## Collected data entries

>>

PR #146, opened 2019-05-31
Decay estimator

koaning:
Made a `DecayEstimator` model.


koaning:
@MBrouns tests have been added. Will work on an example for the docs (one from the pydata talk) if you've got no more comments on it.

sklego/meta.py
```diff
@@ -117,3 +117,60 @@ def predict(self, X):
...
+    def fit(self, X, y):
+        """
+        Fit the data after adapting the same weight.
+
+        :param X: array-like, shape=(n_columns, n_samples,) training data.
+        :param y: array-like, shape=(n_samples,) training data.
+        :return: Returns an instance of self.
+        """
+        X, y = check_X_y(X, y, estimator=self, dtype=FLOAT_DTYPES)
+        self.weights_ = np.cumprod(np.ones(X.shape[0]) * self.decay)[::-1]
```
MBrouns: I think we don't need `weights_` as an attribute right? We don't use it in any other method

sklego/meta.py
```diff
@@ -117,3 +117,60 @@ def predict(self, X):
...
+
+    The DecayEstimator will use exponential decay to weight the parameters.
+
+    w_{t-1} = decay * w_{t}
+
+    """
+
+    def __init__(self, model, decay: float = 0.999):
+        self.model = model
+        self.decay = decay
```
MBrouns: Maybe it's premature but I could imagine that passing a decay function to class rather than a single linear decay weight could add some more flexibility. Something like:

```
def linear_decay(decay):
   return lambda distance: ...

class GeneralDecay():
    def __init__(self, model, decay_func):
        ....

LinearDecay = lambda model, decay_weight: GeneralDecay(model, linear_decay(decay_weight)) 
```

sklego/meta.py
koaning: i added it more as a convenience. say' for plotting purposes. this is especially useful when we have support for multiple decay functions.

sklego/meta.py
koaning: I agree on this but this requires a bit of thought. We could internally allow for multiple variants of decay but perhaps this is better implemented as a string (this might make gridsearch results a bit nicer). This might be nice to skip in this PR because I like the idea of adding a decay function as an exercise for one of our students. 

A more involved implementation (one that is interesting) involves a convenient method to assign decay not based on time/order but rather on things like: 

- is it a holiday? 
- is this customer important? 
- any other property that is in the data 

For this latter part I do not see a nice implementation.

koaning: A more involved implementation (one that is interesting) involves a convenient method to assign decay not based on time/order but rather on things like: 

- is it a holiday? 
- is this customer important? 
- any other property that is in the data 

For this latter part I do not see a nice implementation yet though.

sklego/meta.py
MBrouns: that's a fair point!

sklego/meta.py
MBrouns: Adding a decay function is indeed a nice exercise but the framework should already allow for it beforehand I would say. I'm open to skipping it for this PR though

koaning: I've added the option for `decay_func`. It currently does nothing but it gives space. 

```
    def __init__(self, model, decay: float = 0.999, decay_func="exponential"):
        self.model = model
        self.decay = decay
        self.func = decay_func
```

<<

## Task objective
Spot the lines above that mention "things" and copy them.

## Answer space
A more involved implementation (one that is interesting) involves a convenient method to assign decay not based on time/order but rather on things like: 
koaning: A more involved implementation (one that is interesting) involves a convenient method to assign decay not based on time/order but rather on things like: 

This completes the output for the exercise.